* _TO DO_
Your answer should consist of each line below that includes the word "other".

* _SUPPLIED MATERIAL_
PR #618, opened 2021-03-10
Handle accents more like TeX does (better sizes and placement) (mathjax/MathJax#712, mathjax/MathJax#2474)

dpvc:
This PR combines what was the `tex-accents` and `stretchy-accents` into one, based on the `sre-fences` branch.

It adjusts the algorithm used to stretch accents like those used in `\widehat` to better match the one used by TeX. Prior to this, the accents used the horizontal stretchy character algorithm, which takes the smallest version that is larger than the needed size, but TeX's algorithm for accents uses the largest that is smaller than the width of the base.

Here, we mark math accents with a new `mathaccent` property, and when one is stretched, it uses the largest version that is smaller than the base. We use the fudge-factors (`delimitershortfall` and `delimiterfactor`) as for other stretchy characters because we don't really have the proper italic corrections, and so the sizes turn out to not produce the desired result for the MathJax TeX fonts (it also turns out that the wide hat and wide tilde delimiter data is wrong in the files, but that will be fixed in a separate PR). This fudge-factor allows the algorithm to work appropriately for both the MathJax fonts and the STIX2 fonts.

Also, when the base is a single character, TeX does not add the italic correction, and the width of the accent does not affect the resulting width (so if the accent is too large, it extends beyond the bounding box of the character below it). This PR implements those two features in MathJax as well.  The latter is done by making the accent zero width, and offset to the left by half its natural width.

In addition, the handling of the skew values is updated (to work with the STIX2 font). In the past, MathJax did not have proper skew values, so it uses the italic correction to compute a skew value, which is not needed for STIX2, which has proper skew values.

### DIFF
--- a/ts/output/common/FontData.ts
+++ b/ts/output/common/FontData.ts
@@ -519,6 +519,11 @@ export class FontData<C extends CharOptions, V extends VariantData<C>, D extends
   public params: FontParameters;
 
   /**
+   * Factor to multiply italic correction by for delta computations for munderover
+   */
+  public skewIcFactor: number = .75;
+
+  /**
    * Any styles needed for the font
    */
   protected _styles: StyleList;
--- a/ts/output/common/FontData.ts
+++ b/ts/output/common/FontData.ts
@@ -519,7 +519,7 @@ export class FontData<C extends CharOptions, V extends VariantData<C>, D extends
   public params: FontParameters;
 
   /**
-   * Factor to multiply italic correction by for delta computations for munderover
+   * Factor by which to multiply italic correction for computation of delta in munderover
    */
   public skewIcFactor: number = .75;
 
--- a/ts/output/svg/Wrappers/mo.ts
+++ b/ts/output/svg/Wrappers/mo.ts
@@ -64,11 +64,10 @@ CommonMoMixin<SVGConstructor<any, any, any>>(SVGWrapper) {
     if (stretchy && this.size < 0) {
       this.stretchSVG();
     } else {
-      if (symmetric || attributes.get('largeop')) {
-        const u = this.fixed(this.getCenterOffset());
-        if (u !== '0') {
-          this.adaptor.setAttribute(svg, 'transform', 'translate(0 ' + u + ')');
-        }
+      const u = (symmetric || attributes.get('largeop') ? this.fixed(this.getCenterOffset()) : '0');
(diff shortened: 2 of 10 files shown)


dpvc:
PS, this replaces #603 and #608.

dpvc:
This PR resolves issues mathjax/MathJax#712 and mathjax/MathJax#2472.

ts/output/common/FontData.ts
```diff
@@ -518,6 +518,11 @@ export class FontData<C extends CharOptions, V extends VariantData<C>, D extends
    */
   public params: FontParameters;
 
+  /**
+   * Factor to multiply italic correction by for delta computations for munderover
```
zorkow, line 522: typo

ts/output/svg/Wrappers/mo.ts
```diff
@@ -64,11 +64,10 @@ CommonMoMixin<SVGConstructor<any, any, any>>(SVGWrapper) {
...
     } else {
-      if (symmetric || attributes.get('largeop')) {
-        const u = this.fixed(this.getCenterOffset());
-        if (u !== '0') {
-          this.adaptor.setAttribute(svg, 'transform', 'translate(0 ' + u + ')');
-        }
+      const u = (symmetric || attributes.get('largeop') ? this.fixed(this.getCenterOffset()) : '0');
+      const v = (this.node.getProperty('mathaccent') ? this.fixed(this.getAccentOffset()) : '0');
+      if (u !== '0' || v !== '0') {
+        this.adaptor.setAttribute(svg, 'transform', 'translate(' + v + ' ' + u + ')');
```
zorkow, line 70: Use a template literal.

zorkow (approved):
Two minor things, only.

ts/output/common/FontData.ts
dpvc: Sorry, I don't see it.  Can you point it out?

ts/output/svg/Wrappers/mo.ts
dpvc: Done.

ts/output/common/FontData.ts
dpvc: I'm going to merge this for now, and will fix the typo later (since other approved branches depend on this and I'd like to merge them).

dpvc: I'll also change to "Factor by which to multiply italic correction for delta computations for munderover".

* _RESULT FOR THIS TASK_
Here, we mark math accents with a new `mathaccent` property, and when one is stretched, it uses the largest version that is smaller than the base. We use the fudge-factors (`delimitershortfall` and `delimiterfactor`) as for other stretchy characters because we don't really have the proper italic corrections, and so the sizes turn out to not produce the desired result for the MathJax TeX fonts (it also turns out that the wide hat and wide tilde delimiter data is wrong in the files, but that will be fixed in a separate PR). This fudge-factor allows the algorithm to work appropriately for both the MathJax fonts and the STIX2 fonts.
dpvc: I'm going to merge this for now, and will fix the typo later (since other approved branches depend on this and I'd like to merge them).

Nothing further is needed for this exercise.